::: INFORMATION SHOWN :::

PR #136, opened 2024-07-12
Change structure of model annotation builder

drwl:
This is a big PR in terms of changes but does the following:
- builds on top of #134, by changing how `ModelAnnotation::Annotation::AnnotationBuilder` interacts with component classes
- makes it easier to understand how the model annotations are built
- breaks down big test cases into smaller unit tests and placed in their appropriate places


drwl:
While making these changes, I realized that index information gets used in 2 places: in the column annotations and index annotation. Also, some logic is hidden away in `ModelWrapper` and `ColumnWrapper`.

PR #137, opened 2024-07-13
Allow for separating associations into their own section in the annotation

carldr:
Adds a `--separate-associations` option which puts associations into their own section.  This allows for easier eyeballing of associations in the table, even more so than `--classified-sort`.  Tests and updated README included.

Produces output like :

```
# == Schema Information
#
# Table name: team_users
#
#  id         :bigint           not null, primary key
#  roles      :jsonb            not null
#
# Associations
#
#  team_id    :bigint           not null
#  user_id    :bigint           not null
#
# Indexes
#
#  index_team_users_on_team_id  (team_id)
#  index_team_users_on_user_id  (user_id)
#
# Foreign Keys
#
#  fk_rails_6a8dc6a6fc  (team_id => teams.id)
#  fk_rails_8b0a3daf0d  (user_id => users.id)
#
```

The pull request also includes a change to add a period between the table name and composite keys.  Previously it would produce :

```
#  fk_rails_da54bff5b7  ([team_id, cheese_id] => cheeses[team_id, id])
```

And now :

```
#  fk_rails_da54bff5b7  ([team_id, cheese_id] => cheeses.[team_id, id])
```

which better matches the formatting of non-composite keys.

And lastly, a change to gemspec which allows the Gem to be used locally with `bundle config set local.annotaterb <local-path>` inside a Rails app, which avoids the need to commit and push inside annotaterb, then bundle update in the Rails app, so see how changes affect real-world output.

### DIFF
--- a/README.md
+++ b/README.md
@@ -156,6 +156,7 @@ Additional options that work for annotating models and routes
         --ignore-model-subdirects    Ignore subdirectories of the models directory
         --sort                       Sort columns alphabetically, rather than in creation order
         --classified-sort            Sort columns alphabetically, but first goes id, then the rest columns, then the timestamp columns and then the association columns
+        --separate-associations      Puts associations in their own section
     -R, --require path               Additional file to require before loading models, may be used multiple times
     -e [tests,fixtures,factories,serializers],
         --exclude                    Do not annotate fixtures, test files, factories, and/or serializers
--- a/annotaterb.gemspec
+++ b/annotaterb.gemspec
@@ -1,6 +1,6 @@
 Gem::Specification.new do |spec|
   spec.name = "annotaterb"
-  spec.version = File.read("VERSION").strip
+  spec.version = File.read(__dir__ + "/VERSION").strip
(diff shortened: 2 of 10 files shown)


carldr:
Added a commit to fix some style issues, I'd missed the standardrb step.

drwl:
Hi @carldr, thanks so much for submitting a PR. I think the changes make sense to me, I'm going to spend a bit more time thinking through the separate associations bit.

Would you mind splitting up the changes into separate PRs so that it's easier for any future person to parse the changes? Specifically, the separate associations change, changes to gemspec, and the change to composite foreign keys?

carldr:
> Would you mind splitting up the changes into separate PRs so that it's easier for any future person to parse the changes? Specifically, the separate associations change, changes to gemspec, and the change to composite foreign keys?

Yeah, will do, give me a day or two to do that.

drwl:
I'm doing a clean up of the project PRs and issues. Closing this for now as it's a bit stale. Feel free to re-open if/when you get around to this. Happy to help on the review side.

PR #139, opened 2024-07-22
bootstrap: only load Rakefile if needed [wip]

dmke:


dmke:
Sorry, wrong base repository. This is still heavily work-in-progress.

You'll find the continuation here: https://github.com/dmke/annotaterb/tree/fix2/rake

PR #163, opened 2024-11-14
Add support for virtual columns

robbevp:
Hi there 👋 

Thanks for this active fork! I had a personal fork with some changes for the longest time.

One of these changes was support for [virtual/generated columns](https://guides.rubyonrails.org/active_record_postgresql.html#generated-columns). 
At the moment, the following table would create a slightly confusing annotation
```ruby
create_table :users do |t|
  t.string :name
  t.virtual :name_upcased, type: :string, as: "upper(name)", stored: true
end
```

```ruby
# Table name: users
#
#  name                :string
#  name_upcased :string
```

With these changes, this would generate the following:
```ruby
# Table name: users
#
#  name                :string
#  name_upcased :virtual(string)
```

I wasn't a 100% sure where you'd want these changes exactly. I'm happy to make further changes, or add some more tests.

One additional change could be to also place the function in the annotation, but this would maybe better in a further PR. I've tried this in the past and noticed that it can become unwieldy once the function becomes more complicated
```ruby
# Table name: users
#
#  name.                :string
#  name_upcased :virtual(string)    upcase(name)
```

### DIFF
--- a/lib/annotate_rb/model_annotator/column_annotation/attributes_builder.rb
+++ b/lib/annotate_rb/model_annotator/column_annotation/attributes_builder.rb
@@ -78,6 +78,12 @@ module AnnotateRb
             end
           end
 
+          # Check if the column is a virtual column and print the function
+          if @options[:show_virtual_columns] && @column.virtual?
+            # Any whitespace in the function gets reduced to a single space
+            attrs << @column.default_function.gsub(/\s+/, " ").strip
+          end
+
           attrs
         end
 
--- a/lib/annotate_rb/model_annotator/column_annotation/column_wrapper.rb
+++ b/lib/annotate_rb/model_annotator/column_annotation/column_wrapper.rb
@@ -85,6 +85,10 @@ module AnnotateRb
           @column.name
         end
 
+        def virtual?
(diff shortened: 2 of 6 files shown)


drwl:
Hi @robbevp thanks for putting up a PR. I don't have any objections here, but let me play around with this. 

At a high level, my only concern is that adding this without an option flag _could_ affect others.

drwl:
I had a chance to play around with this locally. The direction seems fine. I'm curious what it looks like with the functions as well.

I'd be okay taking the current changes, but would prefer there be a corresponding option flag, perhaps something like `show_virtual_columns`? I'm open to a different/better naming.

robbevp:
Hi @drwl 
I added the option - I couldn't think of anything better, so went with your suggestion.
Since we now have an option, I also added a separate commit that will print the function, so you can try this as well. I'm ok with dropping that commit if you don't want those changes (yet).

robbevp:
Just saw that I forgot to lint my files yesterday, this is fixed now

robbevp:
@drwl Any chance you could take another look at this?

drwl (approved):
Looks good to me 👍, thanks for adding this!

PR #106, opened 2020-12-22
👌 IMPROVE: Add more typing

hukkinj1:


markdown_it/rules_core/inline.py
```diff
@@ -5,4 +5,5 @@ def inline(state: StateCore) -> None:
     """Parse inlines"""
     for token in state.tokens:
         if token.type == "inline":
+            assert token.children is not None
```
chrisjsewell, line 8: I think this is more fault tolerant, e.g. if a plugin does not specifically set `token.children = []` (the default is `None`)

```suggestion
            if token.children is None:
                token.children = []
```

hukkinj1: :+1: Note that we have this same assertion in the codebase in a few other places too, so might want to change them too. IMO this assertion should be fine, though. The token type is "inline" so children should never be `None` in that case. Unfortunately this information is quite dynamic so our typing doesn't know about it (hence the assertion is required).

JS markdown-it for instance will crash hard if inline token children is ever `null` (e.g. this line https://github.com/markdown-it/markdown-it/blob/7b8969ce5cb2edc54f2c1aa39a85a3a08076337d/lib/renderer.js#L271)

PR #108, opened 2020-12-25
👌 IMPROVE: Ensure len(state.src) == len(state.srcCharCode)

geebos:
```python
def normalize(state: StateCore) -> None:

    # Normalize newlines
    string = NEWLINES_RE.sub("\n", state.src)

    # Replace NULL characters
    string = NULL_RE.sub("\uFFFD", string)

    state.src = string
```

When updating state.src, state.srcCharCode should be updated synchronously.

### DIFF
--- a/markdown_it/ruler.py
+++ b/markdown_it/ruler.py
@@ -35,6 +35,9 @@ class StateBase:
         self._src = value
         self.srcCharCode = [ord(c) for c in self.src] if self.src is not None else []
 
+    def set_underline_src(self, src):
+        self._src = src
+
 
 # The first positional arg is always a subtype of `StateBase`. Other
 # arguments may or may not exist, based on the rule's type (block,
--- a/markdown_it/ruler.py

:::

Within the data above, pick out all lines holding the word "mind".

= ANSWER SPACE =
Would you mind splitting up the changes into separate PRs so that it's easier for any future person to parse the changes? Specifically, the separate associations change, changes to gemspec, and the change to composite foreign keys?
> Would you mind splitting up the changes into separate PRs so that it's easier for any future person to parse the changes? Specifically, the separate associations change, changes to gemspec, and the change to composite foreign keys?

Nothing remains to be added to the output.